(Saved data entries)
PR #235, opened 2019-03-11
fix(webpack): Compatibility w/ webpack-dev-server.

### LINKED ISSUE #163: Analyzer not finding correct entry path with webpack-dev-server
Hi. I tried to install css-blocks in our environment that has Flow-typed React 16 code running on Webpack 3 and Babel 6. We're using webpack-dev-server for serving the app in dev. It seems the Analyzer plugin does not find the correct entry point but thinks the webpack-dev-server folder is the root folder (error below)
`
ERROR in [css-blocks] JSXParseError: Cannot read JSX entry point file /Users/myname/Documents/myapp/node_modules/webpack-dev-server/client/index.js?http:/localhost:3000: ENOENT: no such file or directory, open '/Users/myname/Documents/myapp/node_modules/webpack-dev-server/client/index.js?http:/localhost:3000' (/Users/myname/Documents/myapp/node_modules/webpack-dev-server/client/index.js?http:/localhost:3000)
`

Correct path would be:
 `/Users/myname/Documents/myapp/client/main.js`

I have this config in webpack config:
```js
  const analyzerInstance = new CssBlocks.Analyzer('client/main.js', {
    baseDir: '/Users/myname/Documents/myapp',
    types: 'flow',
  });
```
but it doesn't seem to have effect.

ps. Both our app and webpack-dev-server happen to use `client` folder as part of the path.  So `client/index.js` is not mistyped path to our entry but the actual entry point of the dev server. (I was confused by this myself for a second)

nickiaconis:
This fix filters out fake paths injected by the dev server. Doing so prevents the throwing of ENOENT errors when the Analyzer tries to open those fake paths. Fixes #163.

I've tested this manually by linking it into a project that uses webpack-dev-server and observing that compilation succeeds where it had previously failed.

The test I added fails with `Module build failed: Error: No rewriter` as do all but one of the existing Plugin tests when unskipped. (The outlier fails with a different error.) Since the existing tests have been skipped, I figure it's okay to do the same with this one.

### DIFF
--- a/packages/@css-blocks/webpack/src/Plugin.ts
+++ b/packages/@css-blocks/webpack/src/Plugin.ts
@@ -117,6 +117,9 @@ export class CssBlocksPlugin
       entries = flatten<string>(objectValues(webpackEntry));
     }
 
+    // Zomg webpack-dev-server, injecting fake paths into the entry points.
+    entries = entries.filter(entry => !/\/webpack-dev-server\/|^webpack\/hot\/dev-server$/.test(entry));
+
     let pending: PendingResult = this.analyzer.analyze("", entries)
       // If analysis fails, drain our BlockFactory, add error to compilation error list and propagate.
       .catch((err: Error) => {
--- a/packages/@css-blocks/webpack/test/plugin-test.ts
+++ b/packages/@css-blocks/webpack/test/plugin-test.ts
@@ -42,6 +42,10 @@ export class PluginTest {
     });
   }
 
+  @skip @test "works with HotModuleReplacementPlugin"() {
+    return execTest("hello", undefined, "dev-server");
+  }
+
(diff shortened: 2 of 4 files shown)


packages/@css-blocks/webpack/src/Plugin.ts
```diff
@@ -117,6 +117,9 @@ export class CssBlocksPlugin
       entries = flatten(objectValues(webpackEntry));
     }
 
+    // Zomg webpack-dev-server, injecting fake paths into the entry points.
+    entries = entries.filter(entry => !/\/webpack-dev-server\/|^webpack\/hot\/dev-server$/.test(entry));
```
nickiaconis: Perhaps the regex needs to account for Windows-esque backslashes too?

Work request: Write down only the closing run of lines: the one containing "let pending: PendingResult" and every line after it to the end of the entries, exactly.

Worked solution:
     let pending: PendingResult = this.analyzer.analyze("", entries)
       // If analysis fails, drain our BlockFactory, add error to compilation error list and propagate.
       .catch((err: Error) => {
--- a/packages/@css-blocks/webpack/test/plugin-test.ts
+++ b/packages/@css-blocks/webpack/test/plugin-test.ts
@@ -42,6 +42,10 @@ export class PluginTest {
     });
   }
 
+  @skip @test "works with HotModuleReplacementPlugin"() {
+    return execTest("hello", undefined, "dev-server");
+  }
+
(diff shortened: 2 of 4 files shown)


packages/@css-blocks/webpack/src/Plugin.ts
```diff
@@ -117,6 +117,9 @@ export class CssBlocksPlugin
       entries = flatten(objectValues(webpackEntry));
     }
 
+    // Zomg webpack-dev-server, injecting fake paths into the entry points.
+    entries = entries.filter(entry => !/\/webpack-dev-server\/|^webpack\/hot\/dev-server$/.test(entry));
```
nickiaconis: Perhaps the regex needs to account for Windows-esque backslashes too?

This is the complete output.